-- Task prompt --
Write out every single entry exactly.

※ ※ ※

PR #734, opened 2021-09-04
Move git stuff from directory_tree plugin into a separate plugin

Akuli:


porcupine/plugins/directory_tree.py
```diff
@@ -342,35 +238,9 @@ def find_project_id(self, item_id: str) -> str:
     # The following two methods call each other recursively.
 
     def _update_tags_and_content(self, project_root: Path, child_id: str) -> None:
```
Akuli, line 240: This function is now very short. Is it still needed?

porcupine/plugins/git_status.py
```diff
@@ -0,0 +1,250 @@
...
+            result[path] = "git_ignored"
+        elif line[:2] in {"AA", "UU"}:
+            result[path] = "git_mergeconflict"
+        else:
+            log.warning(f"unknown git status line: {repr(line)}")
+    return result
+
+
+# TODO: copy/pasted from directory_tree plugin
+def _path_to_root_inclusive(path: Path, root: Path) -> Iterator[Path]:
```
Akuli, line 70: Used in only one function, consider rewriting that

In directory_tree.py it is also used in exactly one place and that might benefit from some rewriting too

porcupine/plugins/git_status.py
```diff
@@ -0,0 +1,250 @@
...
+                    status = "git_modified"
+                elif "git_added" in substatuses:
+                    status = "git_added"
+                else:
+                    assert not substatuses
+                    status = None
+
+            # TODO: allow other plugins to create tags too
+            # Ideally without making two tcl calls.
+            # If I remember correctly this code is a bit perf critical
```
Akuli, line 138:
```suggestion
            # If I remember correctly this code was perf critical, maybe isn't anymore after #734
```

porcupine/plugins/git_status.py
```diff
@@ -0,0 +1,250 @@
...
+    def __init__(self, tree: DirectoryTree):
+        self.tree = tree
+        self.project_specific_colorers: dict[str, ProjectColorer] = {}
+
+    def config_color_tags(self, junk: object = None) -> None:
+        fg = self.tree.tk.eval("ttk::style lookup Treeview -foreground")
+        bg = self.tree.tk.eval("ttk::style lookup Treeview -background")
+        gray = utils.mix_colors(fg, bg, 0.5)
+
+        if sum(self.tree.winfo_rgb(fg)) > 3 * 0x7FFF:
```
Akuli, line 161: aboutdialog has similar code, should make util

porcupine/plugins/git_status.py
```diff
@@ -0,0 +1,250 @@
...
+    def start_status_coloring_for_all_projects(self, junk_event: object) -> None:
+        old_project_ids = set(self.project_specific_colorers.keys())
+        new_project_ids = set(self.tree.get_children())
+        for removed in old_project_ids - new_project_ids:
+            del self.project_specific_colorers[removed]
+        for added in new_project_ids - old_project_ids:
+            self.project_specific_colorers[added] = ProjectColorer(self.tree, added)
+
+        for colorer in self.project_specific_colorers.values():
+            colorer.start_running_git_status()
```
Akuli, line 184: I'm not sure if this makes sense. It can make old ProjectColorers to start running `git status` even if it's already running. I think a better solution would be to stop all old coloring and start anew.

porcupine/plugins/git_status.py
```diff
@@ -0,0 +1,250 @@
...
+
+    def update_git_tags_for_item(self, item_id: str) -> None:
```
Akuli, line 186: Maybe rename to `color_item`?

porcupine/plugins/git_status.py
```diff
@@ -0,0 +1,250 @@
...
+                    status = None
+
+            # TODO: allow other plugins to create tags too
+            # Ideally without making two tcl calls.
+            # If I remember correctly this code is a bit perf critical
+            self.tree.item(item_id, tags=([] if status is None else status))
+            if item_id in selection:
+                update_tree_selection_color(self.tree)
+
+    def update_colors_now_or_later(self, item_id: str) -> None:
```
Akuli, line 143: Rename to `update_color_tags_now_or_later`?

porcupine/plugins/git_status.py
```diff
@@ -0,0 +1,250 @@
...
+        path = path.parent
+
+
+class ProjectColorer:
+    def __init__(self, tree: DirectoryTree, project_id: str):
+        self.tree = tree
+        self.project_id = project_id
+        self.project_path = get_path(project_id)
+        self.git_status_future: Future[dict[Path, str]] | None = None
+        self.coloring_queue: list[str] = []
```
Akuli, line 85: Maybe this should be a set?

porcupine/plugins/git_status.py
```diff
@@ -0,0 +1,250 @@
...
+        "git_mergeconflict",
+        None,
+        "git_untracked",
+        "git_ignored",
+    ].index(git_tag)
+
+
+def setup() -> None:
+    for tree in utils.get_children_recursively(get_paned_window()):
+        if isinstance(tree, DirectoryTree):
```
Akuli, line 231: This logic appears in many places now, including tests. Maybe there should be a function that finds and returns the tree from the currently running Porcupine?

porcupine/plugins/git_status.py
```diff
@@ -0,0 +1,250 @@
...
+            tree.config(style="DirectoryTreeGitStatus.Treeview")
+
+            main_colorer = TreeColorer(tree)
+            tree.bind(
+                "<<RefreshBegins>>", main_colorer.start_status_coloring_for_all_projects, add=True
+            )
+            utils.bind_with_data(
+                tree,
+                "<<UpdateItemTags>>",
+                lambda e: main_colorer.update_git_tags_for_item(e.data_string),
```
Akuli, line 241: e --> event

Akuli:
This seems to make everything a lot less fragile, and also more responsive because the whole refreshing no longer waits until `git status` has been ran.

porcupine/plugins/directory_tree.py
Akuli: ye

porcupine/plugins/directory_tree.py
```diff
@@ -342,35 +226,9 @@ def find_project_id(self, item_id: str) -> str:
...
-                status = "git_added"
-            else:
-                assert not substatuses
-                status = None
+        self.event_generate("<<UpdateItemTags>>", data=child_id)
 
-        self.item(child_id, tags=([] if status is None else status))
+        child_path = get_path(child_id)
         if child_id.startswith(("dir:", "project:")) and not self.contains_dummy(child_id):
             self._open_and_refresh_directory(child_path, child_id)
```
Akuli, line 233: Maybe `_open_and_refresh_directory` shouldn't take a separate `child_path` argument?

porcupine/plugins/directory_tree.py
```diff
@@ -410,7 +268,12 @@ def _open_and_refresh_directory(self, dir_path: Path, dir_id: str) -> None:
         for child_path, child_id in path2id.items():
             self._update_tags_and_content(project_root, child_id)
 
-        for index, child_id in enumerate(sorted(self.get_children(dir_id), key=self._sorting_key)):
+        for index, child_id in enumerate(
+            sorted(
+                self.get_children(dir_id),
+                key=(lambda item_id: [f(item_id) for f in self.sorting_keys]),
```
Akuli, line 274: Output of sorting keys may depend on git tags which are set afterwards. Can this cause wrong order bug?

※ ※ ※

-- Expected output --
PR #734, opened 2021-09-04
Move git stuff from directory_tree plugin into a separate plugin

Akuli:


porcupine/plugins/directory_tree.py
```diff
@@ -342,35 +238,9 @@ def find_project_id(self, item_id: str) -> str:
     # The following two methods call each other recursively.
 
     def _update_tags_and_content(self, project_root: Path, child_id: str) -> None:
```
Akuli, line 240: This function is now very short. Is it still needed?

porcupine/plugins/git_status.py
```diff
@@ -0,0 +1,250 @@
...
+            result[path] = "git_ignored"
+        elif line[:2] in {"AA", "UU"}:
+            result[path] = "git_mergeconflict"
+        else:
+            log.warning(f"unknown git status line: {repr(line)}")
+    return result
+
+
+# TODO: copy/pasted from directory_tree plugin
+def _path_to_root_inclusive(path: Path, root: Path) -> Iterator[Path]:
```
Akuli, line 70: Used in only one function, consider rewriting that

In directory_tree.py it is also used in exactly one place and that might benefit from some rewriting too

porcupine/plugins/git_status.py
```diff
@@ -0,0 +1,250 @@
...
+                    status = "git_modified"
+                elif "git_added" in substatuses:
+                    status = "git_added"
+                else:
+                    assert not substatuses
+                    status = None
+
+            # TODO: allow other plugins to create tags too
+            # Ideally without making two tcl calls.
+            # If I remember correctly this code is a bit perf critical
```
Akuli, line 138:
```suggestion
            # If I remember correctly this code was perf critical, maybe isn't anymore after #734
```

porcupine/plugins/git_status.py
```diff
@@ -0,0 +1,250 @@
...
+    def __init__(self, tree: DirectoryTree):
+        self.tree = tree
+        self.project_specific_colorers: dict[str, ProjectColorer] = {}
+
+    def config_color_tags(self, junk: object = None) -> None:
+        fg = self.tree.tk.eval("ttk::style lookup Treeview -foreground")
+        bg = self.tree.tk.eval("ttk::style lookup Treeview -background")
+        gray = utils.mix_colors(fg, bg, 0.5)
+
+        if sum(self.tree.winfo_rgb(fg)) > 3 * 0x7FFF:
```
Akuli, line 161: aboutdialog has similar code, should make util

porcupine/plugins/git_status.py
```diff
@@ -0,0 +1,250 @@
...
+    def start_status_coloring_for_all_projects(self, junk_event: object) -> None:
+        old_project_ids = set(self.project_specific_colorers.keys())
+        new_project_ids = set(self.tree.get_children())
+        for removed in old_project_ids - new_project_ids:
+            del self.project_specific_colorers[removed]
+        for added in new_project_ids - old_project_ids:
+            self.project_specific_colorers[added] = ProjectColorer(self.tree, added)
+
+        for colorer in self.project_specific_colorers.values():
+            colorer.start_running_git_status()
```
Akuli, line 184: I'm not sure if this makes sense. It can make old ProjectColorers to start running `git status` even if it's already running. I think a better solution would be to stop all old coloring and start anew.

porcupine/plugins/git_status.py
```diff
@@ -0,0 +1,250 @@
...
+
+    def update_git_tags_for_item(self, item_id: str) -> None:
```
Akuli, line 186: Maybe rename to `color_item`?

porcupine/plugins/git_status.py
```diff
@@ -0,0 +1,250 @@
...
+                    status = None
+
+            # TODO: allow other plugins to create tags too
+            # Ideally without making two tcl calls.
+            # If I remember correctly this code is a bit perf critical
+            self.tree.item(item_id, tags=([] if status is None else status))
+            if item_id in selection:
+                update_tree_selection_color(self.tree)
+
+    def update_colors_now_or_later(self, item_id: str) -> None:
```
Akuli, line 143: Rename to `update_color_tags_now_or_later`?

porcupine/plugins/git_status.py
```diff
@@ -0,0 +1,250 @@
...
+        path = path.parent
+
+
+class ProjectColorer:
+    def __init__(self, tree: DirectoryTree, project_id: str):
+        self.tree = tree
+        self.project_id = project_id
+        self.project_path = get_path(project_id)
+        self.git_status_future: Future[dict[Path, str]] | None = None
+        self.coloring_queue: list[str] = []
```
Akuli, line 85: Maybe this should be a set?

porcupine/plugins/git_status.py
```diff
@@ -0,0 +1,250 @@
...
+        "git_mergeconflict",
+        None,
+        "git_untracked",
+        "git_ignored",
+    ].index(git_tag)
+
+
+def setup() -> None:
+    for tree in utils.get_children_recursively(get_paned_window()):
+        if isinstance(tree, DirectoryTree):
```
Akuli, line 231: This logic appears in many places now, including tests. Maybe there should be a function that finds and returns the tree from the currently running Porcupine?

porcupine/plugins/git_status.py
```diff
@@ -0,0 +1,250 @@
...
+            tree.config(style="DirectoryTreeGitStatus.Treeview")
+
+            main_colorer = TreeColorer(tree)
+            tree.bind(
+                "<<RefreshBegins>>", main_colorer.start_status_coloring_for_all_projects, add=True
+            )
+            utils.bind_with_data(
+                tree,
+                "<<UpdateItemTags>>",
+                lambda e: main_colorer.update_git_tags_for_item(e.data_string),
```
Akuli, line 241: e --> event

Akuli:
This seems to make everything a lot less fragile, and also more responsive because the whole refreshing no longer waits until `git status` has been ran.

porcupine/plugins/directory_tree.py
Akuli: ye

porcupine/plugins/directory_tree.py
```diff
@@ -342,35 +226,9 @@ def find_project_id(self, item_id: str) -> str:
...
-                status = "git_added"
-            else:
-                assert not substatuses
-                status = None
+        self.event_generate("<<UpdateItemTags>>", data=child_id)
 
-        self.item(child_id, tags=([] if status is None else status))
+        child_path = get_path(child_id)
         if child_id.startswith(("dir:", "project:")) and not self.contains_dummy(child_id):
             self._open_and_refresh_directory(child_path, child_id)
```
Akuli, line 233: Maybe `_open_and_refresh_directory` shouldn't take a separate `child_path` argument?

porcupine/plugins/directory_tree.py
```diff
@@ -410,7 +268,12 @@ def _open_and_refresh_directory(self, dir_path: Path, dir_id: str) -> None:
         for child_path, child_id in path2id.items():
             self._update_tags_and_content(project_root, child_id)
 
-        for index, child_id in enumerate(sorted(self.get_children(dir_id), key=self._sorting_key)):
+        for index, child_id in enumerate(
+            sorted(
+                self.get_children(dir_id),
+                key=(lambda item_id: [f(item_id) for f in self.sorting_keys]),
```
Akuli, line 274: Output of sorting keys may depend on git tags which are set afterwards. Can this cause wrong order bug?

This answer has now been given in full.